Roo Case | CS304
Code available at: https://github.com/RooCase/WiCaSa
WiCaSa is a research tool for analyzing the geographic origins of unregistered (IP-based) Wikipedia edits to political content. It answers two questions:
- What countries do edits to pages under a given country's political Wikipedia categories come from? Do unregistered users mostly edit from within or outside that country?
- What cities or regions are most associated with edits to political pages? Are there notable exceptions beyond major population centers?

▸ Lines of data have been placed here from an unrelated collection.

PR #149, opened 2018-10-04
fix(dependency-resolver): Support backslash in ProjectReferences on Linux

### LINKED ISSUE #120: Support backslash in ProjectReference on Linux
When backslash (`\`) is used as folder separator in `csproj` (which is inserted by Visual Studio) when referencing another project in a solution, `FileNotFoundException` is thrown.

`csproj` snippet:

```xml
  <ItemGroup>
    <ProjectReference Include="..\..\src\Lib\Lib.csproj" />
  </ItemGroup>
```

Output:

```
Analyzing project
[12:21:49 INF] Using /builds/mutation-testing/tests/Lib.Tests/Lib.Tests.csproj as project file
[12:21:49 ERR] An error occurred during the mutationtest run 
System.IO.FileNotFoundException: Could not find file '/builds/mutation-testing/tests/Lib.Tests/..\..\src\Lib\Lib.csproj'.
File name: '/builds/mutation-testing/tests/Lib.Tests/..\..\src\Lib\Lib.csproj'
   at Interop.ThrowExceptionForIoErrno(ErrorInfo errorInfo, String path, Boolean isDirectory, Func`2 errorRewriter)
   at Microsoft.Win32.SafeHandles.SafeFileHandle.Open(String path, OpenFlags flags, Int32 mode)
   at System.IO.FileStream..ctor(String path, FileMode mode, FileAccess access, FileShare share, Int32 bufferSize, FileOptions options)
   at System.IO.StreamReader..ctor(String path, Encoding encoding, Boolean detectEncodingFromByteOrderMarks, Int32 bufferSize)
   at System.IO.File.OpenText(String path)
   at Stryker.Core.Initialisation.InputFileResolver.FindProjectUnderTestAssemblyName(String projectFilePath)
   at Stryker.Core.Initialisation.InputFileResolver.ResolveInput(String currentDirectory, String projectName)
   at Stryker.Core.Initialisation.InitialisationProcess.Initialize(StrykerOptions options)
   at Stryker.Core.StrykerRunner.RunMutationTest(StrykerOptions options)
[12:21:49 INF] Time Elapsed 00:00:00.1874362
```

## Workaround

Converting to slashes by hand fixes the issue.

kevinlyles:
I decided to try running Stryker.NET on Linux, and it turned out to be really close to ready.  This pull request fixes what looks like the last remaining issue, which is that project file paths were always returned with the Windows directory separators. Fixes #120

### DIFF
--- a/src/Stryker.Core/Stryker.Core/Initialisation/ProjectFileReader.cs
+++ b/src/Stryker.Core/Stryker.Core/Initialisation/ProjectFileReader.cs
@@ -1,6 +1,7 @@
 ﻿using Microsoft.Extensions.Logging;
 using Stryker.Core.Logging;
 using System;
+using System.IO;
 using System.Linq;
 using System.Xml.Linq;
 
@@ -19,13 +20,13 @@ namespace Stryker.Core.Initialisation
         {
             _logger.LogDebug("Reading the project file {0}", projectFileContents.ToString());
 
-            var rererence = FindProjectReference(projectFileContents, projectUnderTestNameFilter);
+            var reference = FindProjectReference(projectFileContents, projectUnderTestNameFilter);
             var targetFramework = FindTargetFrameworkReference(projectFileContents);
             var assemblyName = FindAssemblyName(projectFileContents);
 
             return new ProjectFile()
             {
-                ProjectReference = rererence,
+                ProjectReference = reference,
                 TargetFramework = targetFramework
             };
         }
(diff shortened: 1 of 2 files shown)


Mobrockers:
lgtm 🐝

src/Stryker.Core/Stryker.Core/Initialisation/ProjectFileReader.cs
```diff
@@ -49,22 +50,30 @@ private string FindProjectReference(XDocument document, string projectUnderTestN
...
+            return ConvertPathSeparators(projectReferences.Single());
+        }
 
+        private static string ConvertPathSeparators(string filePath)
+        {
+            if (Path.DirectorySeparatorChar == '\\')
+            {
+                return filePath;
+            }
+            return filePath.Replace('\\', Path.DirectorySeparatorChar);
```
simondel: Could you either add an `else`-statement here or use an elvis-operator to make it more clear that the last return is the else-statement?

Also, it may be nicer to store `'\\'` in a variable at the start of the method to ensure that we use the same value throughout the method.

yaelkeemink:
Looks good to me, @richardwerkman do you agree with merging?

The project covers seven countries: Australia, Canada, China, India, North Korea, the United Kingdom, and the United States. Edit data was collected for the period January 1, 2023 – December 31, 2024.
The pipeline has four stages:
-
Category crawling (
mediawiki_request.py) — Starting from a top-level Wikipedia category (e.g.Category:Politics_of_Canada), the Wikipedia API is queried recursively up to three subcategory levels deep. Article titles are written totemp.txt. -
Revision collection (
mediawiki_request.py) — For each article, the Wikipedia API is queried for all revisions in the date range. Only revisions by unregistered (IP-address) users are kept. IP addresses are written toIPaddresses.txt. -
Geolocation (
IP_Data.py) — Duplicate IPs are removed and the unique list is saved toIPaddressesMODIFIED.txt. IP geolocation is resolved in batches via the ipinfo.io API, and results are saved toipapi_output.json. -
Mapping (
mapping.py/remapping.py) — IP counts are spatially joined against GADM administrative boundaries and rendered as interactive choropleth or circle-marker HTML maps at three administrative levels (country, state/region, county/district).
main.py runs the full pipeline for a single country. remapping.py re-generates maps for all countries without re-fetching data.
pip install requests geopandas pandas folium shapely fiona branca
An ipinfo.io API key is required for geolocation. Set it in IP_Data.py:
API_KEY = "(INPUT YOUR API KEY HERE)"Download the GADM 4.1 GeoPackage (gadm_410-levels.gpkg) from gadm.org and place it in the project root. This file is not included in the repository due to its size.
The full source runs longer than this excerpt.